Can gender dysphoria be treated, does it go away, or is it a lifelong occurrence?
For some people, gender dysphoria can get better or worse over time. Gender dysphoria can intensely affect trans people. People can feel a disconnect between the shape and behavior of their body and their internal gender, and/or they can feel terrible socially when people misgender them, and/or they can wish to seek gender affirming medical care.
Because gender dysphoria is so influenced (in some cases caused) by the toxic and discriminatory culture we live in, it will most likely not get better if nothing changes in someone’s life. Yes, gender dysphoria can go away for some people, and many of those people took steps to transition socially or medically.
Read on for more details on: can gender dysphoria go away?
Hi, I’m Rey, a nonbinary writer! Join my email list for more stories and resources for trans and nonbinary people and allies.
How do I recognize gender dysphoria?
Gender dysphoria can be an icky, crawling feeling that something is wrong or bad, with ourselves. Everyone experiences feelings a little differently so I certainly can’t speak for everyone. My understanding is that gender dysphoria is a negative, terrible feeling that occurs when someone is misgendered, either by others or by themself (for example, considering the shape of their body to be incorrect for their gender).
Trans people sometimes realize they are trans because they have the symptoms of gender dysphoria. Not in all cases though! – I know trans people who did not feel gender dysphoria.
Does gender dysphoria go away?
When cis people ask this question, they usually mean, can gender dysphoria go away if a trans person just pretends they are not trans.
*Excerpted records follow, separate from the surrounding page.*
PR #431, opened 2026-05-05
fix(app): bypass menu highlighting in stateNew and stateSearch (#317)

### LINKED ISSUE #317: UX: typing a session name with single-letter shortcut keys reorders characters
## Repro

1. Launch `af`.
2. Press `n` to start creating a new session.
3. Type `first`.
4. Observed title: `fistr`. Expected: `first`.

Any session name containing letters that are also bound as single-key shortcuts will be reordered. Affected letters (all in `keys.GlobalKeyStringsMap`):

```
lowercase:  k j o n q s a r p h l
uppercase:  N S P D H
```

That’s…not how it works. A person tends to have gender dysphoria when something feels wrong about their current gender expression or the way people socially react to them. For some people, transitioning so they are read as a different gender by society is the best and only way to relieve gender dysphoria.
Some people have gender dysphoria that fluctuates in episodes. Genderfluid people might especially have a different experience of gender day-to-day. So if dysphoria goes away temporarily, it might come back later.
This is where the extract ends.